Так случилось, что в кальдарии Келстерн и Уиллоутон оказались в одиночестве. Не прошло и двух минут, как четыре человека в тепидарии услышали их ругань. Келстерн, среди прочего, назвал Уиллоутона грязным кобелем и подлым мерзавцем и заявил, что он еще до него доберется. Уиллоутон дважды послал его к черту. Келстерн продолжал сыпать оскорблениями, и вскоре Уиллоутон рявкнул: «Да заткнитесь вы, старый кретин! А не то хуже будет!»
Келстерн не заткнулся. Примерно через две минуты Уиллоутон вышел из кальдария, нахмурившись, прошел через тепидарий в массажную и отдал себя в руки одного из массажистов. Пару минут спустя некто Хелстон прошел в кальдарий и громко закричал. Келстерн лежал назвничь на залитой кровью лавке, кровь все еще текла из раны в его груди.

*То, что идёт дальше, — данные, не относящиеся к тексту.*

PR #44, opened 2015-11-16
Feature/after work for pull request #40

hixi:
test amelioration for pull request #40 

To be reviewed by:
- [x] @das-g
- [X] @wasabideveloper

### DIFF
--- a/conversion_service/conversion_job/models.py
+++ b/conversion_service/conversion_job/models.py
@@ -1,5 +1,6 @@
 import os
 
+import django_rq
 from django.contrib.gis.db import models
 from django.core.exceptions import ValidationError
 from django.utils.translation import ugettext_lazy as _
@@ -8,7 +9,7 @@ from rest_framework.reverse import reverse
 from converters import CONVERTER_CHOICES, converter_settings
 from converters.boundaries import BBox
 from converters.converter import Options
-from shared import JobStatus, ConversionProgress
+from shared import JobStatus, ConversionProgress, rq_job_status_mapping
 from utils.directory_helper import get_file_only_path_list_in_directory
 
 
@@ -98,6 +99,21 @@ class ConversionJob(models.Model):
 
     def get_conversion_options(self):
         return Options(output_formats=self.gis_formats.values_list('format', flat=True))
+
+    def update_status_from_rq(self):
+        rq_job = django_rq.get_queue().fetch_job(job_id=self.rq_job_id)
+
+        # only do work if the job is not yet deleted
+        if rq_job:
+            self.status = rq_job_status_mapping[rq_job.status].value
+
+            progress = rq_job.meta.get('progress', None)
+            if progress:
+                progress_state = progress.value
+                for gis_format in self.gis_formats.all():
+                    gis_format.progress = progress_state
+                    gis_format.save()
+            self.save()
 
     @property
     def progress(self):
--- a/tests/conversion_job/model_test.py
+++ b/tests/conversion_job/model_test.py
@@ -8,6 +8,7 @@ from conversion_job.models import Extent, ConversionJob, GISFormat
 from converters import converter_settings, converter_options
 from converters.boundaries import BBox
 from shared import ConversionProgress
+from tests.conversion_job.view_test import django_rq_get_queue_stub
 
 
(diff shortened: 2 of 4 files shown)


tests/conversion_job/model_test.py
```diff
@@ -150,6 +151,26 @@ def test_progress_when_multiple_stati_are_set_returns_minimal_status_of_attached
...
+    @patch('django_rq.get_queue', django_rq_get_queue_stub)
+    def test_update_status_from_rq_sets_the_value_to_started(self, *args, **kwargs):
+        formats = converter_options.get_output_formats()
+        for out_format in formats:
+            GISFormat.objects.create(
+                conversion_job=self.conversion_job,
+                format=out_format
+            )
+
+        initial_progress_list = [ConversionProgress.NEW.value for _ in range(len(formats))]
```
das-g: Range construction is unnecessary here.

    initial_progress_list = [ConversionProgress.NEW.value for _ in formats]
or

    initial_progress_list = [ConversionProgress.NEW.value] * len(formats)
should give the same. Which do you prefer?

tests/conversion_job/model_test.py
```diff
@@ -150,6 +151,26 @@ def test_progress_when_multiple_stati_are_set_returns_minimal_status_of_attached
...
+        model_progress_list = list(self.conversion_job.gis_formats.values_list('progress', flat=True))
+        self.assertListEqual(model_progress_list, initial_progress_list)
+
+        started_progress_list = [ConversionProgress.STARTED.value for _ in range(len(formats))]
```
das-g: Another unnecessary `range` construction.

tests/conversion_job/view_test.py
```diff
@@ -47,21 +46,9 @@ def setUp(self):
...
-        conversion_job_status_view = ConversionJobStatusViewSet(kwargs={'rq_job_id': self.conversion_job.rq_job_id})
-        conversion_job_status_view._update_status_from_rq()
-
-        self.assertEqual(
-            min(conversion_job.gis_formats.values_list('progress', flat=True)),
-            ConversionProgress.STARTED.value
+        model_progress_list = list(conversion_job.gis_formats.values_list('progress', flat=True))
+        self.assertListEqual(
+            model_progress_list,
+            [ConversionProgress.NEW.value for _ in range(len(model_progress_list))]
```
das-g: Another unnecessary `range` construction.

conversion_service/conversion_job/models.py
```diff
@@ -99,6 +100,21 @@ def get_resulting_file_path_or_none(self, format):
     def get_conversion_options(self):
         return Options(output_formats=self.gis_formats.values_list('format', flat=True))
 
+    def update_status_from_rq(self):
```
wasabideveloper: Should the model really care about the queue? Maybe it's better to decouple this by a manager?

das-g: > Should the model really care about the queue?

Not sure about the queue, but this model should definitely care about (RQ) _jobs_, as we have this model to represent these jobs outside the (potentially volatile) queue. The bulk of this method's code is concerned with the relation between RQ job content and DB job model content, so the DB model seems like the right place for it. I like having this method here, because that allows to use it in a ["tell, don't ask"](https://pragprog.com/articles/tell-dont-ask) manner without too many levels of indirection.

> Maybe it's better to decouple this by a manager?

What would you move into the manager? The whole `update_status_from_rq()` method or the single line concerned with the queue?

hixi: let's stop over-engineering this; for now, the model instance is its own manager.

das-g:
> Some checks were not successful

It's cool that Travis is testing the code that would result from merging a pull request rather than only the to-be-pulled branch's code. But can we get it to also rebuild when the destination branch has new commits? That'd be even cooler!

The flake8 error [here](https://travis-ci.org/geometalab/osmaxx-postgis-conversion/jobs/91390090) was caused by a change that made it to `develop` and not to `feature/after_work_for_pull_request_#40`, but which has been fixed on `develop` by now.

hixi:
Unfortunately not, I already tried restarting it - and it still yields the same failure :-/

Поднялся переполох. Вызвали полицию: Уиллоутона арестовали.
Он, конечно, вышел из себя и стал яростно поносить полицейских, доказывая, что не имеет никакого отношения к убийству. Это не способствовало доверию к его словам.
Осмотрев тело и помещение, инспектор пришел к выводу, что Келстерн был заколот в тот момент, когда пил чай. Термос валялся на полу перед ним; немного чая, видимо, разлилось, так как около горлышка лежало несколько чайных листьев: наверное, горничная небрежно процедила чай, наполняя термос. Все выглядело так, как будто убийца воспользовался чайной церемонией Келстерна, чтобы заколоть его, пока термос закрывает ему обзор и не дает возможности увидеть угрозу.
Случай представлялся бы элементарным, если бы не отсутствие орудия убийства. Уиллоутон легко мог бы пронести его в баню в полотенце, которым он оборачивался. Но как он от него избавился? Куда спрятал? Турецкая баня — не то место, где можно что-либо спрятать. Она и так пустее пустого, а он вдобавок находился в самой пустой ее части. Полиция обшарила каждый угол, хотя смысла в этом было немного: Уиллоутон вышел из кальдария, прошел через тепидарий в массажную и, когда Хелстон начал кричать об убийстве, бросился вместе с массажистами обратно в кальдарий и оставался там. Так как было понятно, что убийца именно он, посетители и банщики не спускали с него глаз. Все они клялись, что он все время был у них на виду и не ходил в раздевалку, да ему бы этого и не позволили.
Очевидно, Уиллоутон принес и унес оружие, спрятав его в складках полотенца. Полотенце он бросил около массажной скамьи, где полиция и нашла его нетронутым. Ни оружия под ним, ни следов крови на нем не обнаружили. Ладно кровь — Уиллоутон мог вытереть нож, или кинжал, или чем он там его заколол, о простыни на лавке Келстерна. Следов этого не было, но их могла скрыть кровь из раны. А вот исчезновение оружия немало озадачило полицию, а позже и публику.